WHAT IS EXPECTED =
Please set the lines down again exactly, from the top of the entries through the line that contains "You just need".

THE RECORDS =
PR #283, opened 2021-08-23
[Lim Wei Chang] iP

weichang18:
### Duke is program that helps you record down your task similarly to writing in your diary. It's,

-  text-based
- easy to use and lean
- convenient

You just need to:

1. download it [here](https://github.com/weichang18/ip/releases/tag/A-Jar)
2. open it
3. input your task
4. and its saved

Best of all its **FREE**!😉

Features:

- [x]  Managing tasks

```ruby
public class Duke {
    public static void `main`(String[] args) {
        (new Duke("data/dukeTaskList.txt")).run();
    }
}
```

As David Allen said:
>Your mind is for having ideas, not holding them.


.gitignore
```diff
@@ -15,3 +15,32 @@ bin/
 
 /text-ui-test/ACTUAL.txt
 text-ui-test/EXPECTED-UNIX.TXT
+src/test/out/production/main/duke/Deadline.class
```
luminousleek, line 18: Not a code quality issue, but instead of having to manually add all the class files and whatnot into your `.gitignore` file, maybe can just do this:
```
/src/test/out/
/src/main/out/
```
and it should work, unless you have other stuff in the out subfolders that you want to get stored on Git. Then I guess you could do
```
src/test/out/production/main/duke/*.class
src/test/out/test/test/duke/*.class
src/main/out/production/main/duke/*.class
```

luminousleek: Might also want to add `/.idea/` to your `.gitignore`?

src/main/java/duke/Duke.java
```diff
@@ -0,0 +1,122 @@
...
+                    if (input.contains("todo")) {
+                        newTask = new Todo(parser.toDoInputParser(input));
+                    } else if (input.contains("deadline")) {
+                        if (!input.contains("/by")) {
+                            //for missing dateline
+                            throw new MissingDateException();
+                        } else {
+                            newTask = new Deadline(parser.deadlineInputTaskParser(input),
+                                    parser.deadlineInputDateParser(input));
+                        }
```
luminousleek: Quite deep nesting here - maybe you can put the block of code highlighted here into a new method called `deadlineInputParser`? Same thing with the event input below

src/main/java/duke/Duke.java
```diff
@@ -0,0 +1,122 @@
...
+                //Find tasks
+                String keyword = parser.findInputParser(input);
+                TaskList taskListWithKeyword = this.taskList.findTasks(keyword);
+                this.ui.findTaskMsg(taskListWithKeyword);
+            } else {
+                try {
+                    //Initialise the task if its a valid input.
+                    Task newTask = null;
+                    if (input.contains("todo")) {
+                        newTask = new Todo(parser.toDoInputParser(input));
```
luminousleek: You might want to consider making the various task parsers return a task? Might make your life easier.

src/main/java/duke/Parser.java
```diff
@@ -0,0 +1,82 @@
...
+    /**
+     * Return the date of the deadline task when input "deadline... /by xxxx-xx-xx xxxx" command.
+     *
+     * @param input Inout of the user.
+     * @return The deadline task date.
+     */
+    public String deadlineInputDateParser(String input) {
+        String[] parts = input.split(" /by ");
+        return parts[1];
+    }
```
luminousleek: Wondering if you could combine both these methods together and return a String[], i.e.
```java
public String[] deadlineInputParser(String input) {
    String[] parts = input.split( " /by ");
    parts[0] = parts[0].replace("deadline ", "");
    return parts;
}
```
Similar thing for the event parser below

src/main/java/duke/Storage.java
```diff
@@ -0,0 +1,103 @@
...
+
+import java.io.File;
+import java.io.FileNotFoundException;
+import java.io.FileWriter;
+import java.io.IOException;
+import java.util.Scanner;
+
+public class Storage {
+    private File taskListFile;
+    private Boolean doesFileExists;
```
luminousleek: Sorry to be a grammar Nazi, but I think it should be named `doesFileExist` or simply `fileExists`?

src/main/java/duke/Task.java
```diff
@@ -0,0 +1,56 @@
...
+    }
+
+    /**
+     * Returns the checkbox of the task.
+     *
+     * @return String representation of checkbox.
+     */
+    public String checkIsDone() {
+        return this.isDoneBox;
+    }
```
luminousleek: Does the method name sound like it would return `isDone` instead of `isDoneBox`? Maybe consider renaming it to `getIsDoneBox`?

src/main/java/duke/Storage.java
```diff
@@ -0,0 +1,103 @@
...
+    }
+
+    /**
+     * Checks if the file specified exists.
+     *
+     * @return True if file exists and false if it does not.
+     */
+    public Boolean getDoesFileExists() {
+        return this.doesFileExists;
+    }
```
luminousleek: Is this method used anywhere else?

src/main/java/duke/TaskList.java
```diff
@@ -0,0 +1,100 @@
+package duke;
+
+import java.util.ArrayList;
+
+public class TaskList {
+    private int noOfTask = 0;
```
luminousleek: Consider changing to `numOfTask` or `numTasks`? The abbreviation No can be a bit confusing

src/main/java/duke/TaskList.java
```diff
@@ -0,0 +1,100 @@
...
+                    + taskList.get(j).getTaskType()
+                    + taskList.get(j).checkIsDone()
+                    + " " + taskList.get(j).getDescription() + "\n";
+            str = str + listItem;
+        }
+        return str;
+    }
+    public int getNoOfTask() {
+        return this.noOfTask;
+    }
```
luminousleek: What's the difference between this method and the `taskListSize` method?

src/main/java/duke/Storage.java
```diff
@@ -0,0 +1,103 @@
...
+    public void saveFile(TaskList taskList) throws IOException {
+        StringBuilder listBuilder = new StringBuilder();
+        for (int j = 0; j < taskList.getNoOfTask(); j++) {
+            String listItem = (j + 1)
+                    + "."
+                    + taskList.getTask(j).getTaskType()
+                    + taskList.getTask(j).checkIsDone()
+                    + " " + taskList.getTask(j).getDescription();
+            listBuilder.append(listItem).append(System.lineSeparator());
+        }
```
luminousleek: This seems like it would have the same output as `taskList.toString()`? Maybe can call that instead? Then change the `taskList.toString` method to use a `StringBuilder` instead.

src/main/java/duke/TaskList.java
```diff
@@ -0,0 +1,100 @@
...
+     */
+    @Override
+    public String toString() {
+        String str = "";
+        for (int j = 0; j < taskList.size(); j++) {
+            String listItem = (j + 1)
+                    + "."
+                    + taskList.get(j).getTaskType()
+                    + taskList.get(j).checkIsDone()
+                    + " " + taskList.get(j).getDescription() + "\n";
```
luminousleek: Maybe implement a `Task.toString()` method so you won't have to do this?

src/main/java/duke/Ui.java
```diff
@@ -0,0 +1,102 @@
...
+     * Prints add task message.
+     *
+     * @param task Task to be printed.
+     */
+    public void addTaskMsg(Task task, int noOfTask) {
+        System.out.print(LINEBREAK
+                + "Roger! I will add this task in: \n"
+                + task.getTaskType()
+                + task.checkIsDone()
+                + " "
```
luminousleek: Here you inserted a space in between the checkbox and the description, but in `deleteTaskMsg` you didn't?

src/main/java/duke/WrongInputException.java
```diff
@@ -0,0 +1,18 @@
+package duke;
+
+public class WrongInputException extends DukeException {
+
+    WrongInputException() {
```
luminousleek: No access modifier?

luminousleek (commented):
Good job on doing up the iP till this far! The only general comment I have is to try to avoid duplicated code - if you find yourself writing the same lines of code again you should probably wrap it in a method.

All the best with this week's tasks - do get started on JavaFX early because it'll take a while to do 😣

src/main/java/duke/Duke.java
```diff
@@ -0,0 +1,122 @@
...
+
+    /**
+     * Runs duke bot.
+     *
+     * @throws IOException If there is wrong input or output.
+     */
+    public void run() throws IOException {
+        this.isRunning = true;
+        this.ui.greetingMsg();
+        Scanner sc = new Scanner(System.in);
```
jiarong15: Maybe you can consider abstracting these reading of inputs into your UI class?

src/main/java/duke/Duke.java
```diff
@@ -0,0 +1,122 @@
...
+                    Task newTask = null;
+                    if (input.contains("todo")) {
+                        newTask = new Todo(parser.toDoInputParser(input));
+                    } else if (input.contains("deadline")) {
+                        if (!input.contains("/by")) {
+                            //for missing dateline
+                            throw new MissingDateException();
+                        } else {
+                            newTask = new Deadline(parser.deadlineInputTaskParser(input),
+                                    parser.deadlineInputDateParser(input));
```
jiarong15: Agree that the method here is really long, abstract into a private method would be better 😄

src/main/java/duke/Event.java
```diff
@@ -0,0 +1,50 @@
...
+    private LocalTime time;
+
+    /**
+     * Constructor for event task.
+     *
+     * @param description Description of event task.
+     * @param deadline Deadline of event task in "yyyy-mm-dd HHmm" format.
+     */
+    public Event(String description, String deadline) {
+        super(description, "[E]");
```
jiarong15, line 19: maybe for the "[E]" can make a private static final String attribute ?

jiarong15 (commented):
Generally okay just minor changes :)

OUTPUT BELOW =
PR #283, opened 2021-08-23
[Lim Wei Chang] iP

weichang18:
### Duke is program that helps you record down your task similarly to writing in your diary. It's,

-  text-based
- easy to use and lean
- convenient

You just need to:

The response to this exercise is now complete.